Search code examples
rustnom

How to parse slightly ambiguous data using nom?


In RFC1738, the BNF for domainlabel is the following:

domainlabel = alphadigit | alphadigit *[ alphadigit | "-" ] alphadigit

That is, it's either an alphadigit, or it's a string where the first/last characters have to be an alphadigit but the intermediate characters can be an alphadigit or a dash.

How do I implement this with nom? Ignoring the single character scenario to simplify the case, my final attempt is:

fn domain_label(s: &[u8]) -> IResult<&[u8], (&[u8], &[u8], &[u8])> {
    let left = take_while_m_n(1, 1, is_alphanumeric);
    let middle = take_while(|c| is_alphanumeric(c) || c == b'-');
    let right = take_while_m_n(1, 1, is_alphanumeric);
    let whole = tuple((left, middle, right));
    whole(s)
}

The problem with this is that middle can consume the last character and hence right fails because there is no character to consume.

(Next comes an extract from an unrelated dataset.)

PR #3322, opened 2021-07-07
Fix module aliases false-positives in scraper

### LINKED ISSUE #2995: Scraper: Some module `aliases` contain unrelated modules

println!("{:?}", domain_label(b"abcde"));
Err(Error(([], TakeWhileMN)))

Parsers should be able to attempt all possible consumption paths, but how to do this with nom?


Solution

  • domainlabel = alphadigit | alphadigit *[ alphadigit | "-" ] alphadigit

    It is a series of alphanumeric sequence delimited by any number of character -. So here is one way to do it:

    use nom::bytes::complete::{tag, take_while1};
    use nom::character::is_alphanumeric;
    use nom::combinator::recognize;
    use nom::multi::{many1, separated_list};
    use nom::IResult;
    
    fn domain_label(input: &[u8]) -> IResult<&[u8], &[u8]> {
        let alphadigits = take_while1(is_alphanumeric);
        let delimiter = many1(tag(b"-"));
        let parser = separated_list(delimiter, alphadigits);
    
        recognize(parser)(input)
    }
    
    fn main() {
        let (_, res) = domain_label(b"abcde").unwrap();
        assert_eq!(res, b"abcde");
        let (_, res) = domain_label(b"abcde-123-xyz-").unwrap();
        assert_eq!(res, b"abcde-123-xyz");
        let (_, res) = domain_label(b"rust-lang--1---37---0.org").unwrap();
        assert_eq!(res, b"rust-lang--1---37---0");
    }
    

    Notice, you don't need individual parts of a successful parsing. The result is just the longest input that conforms to the domain label BNF. That's where the recognize combinator comes in.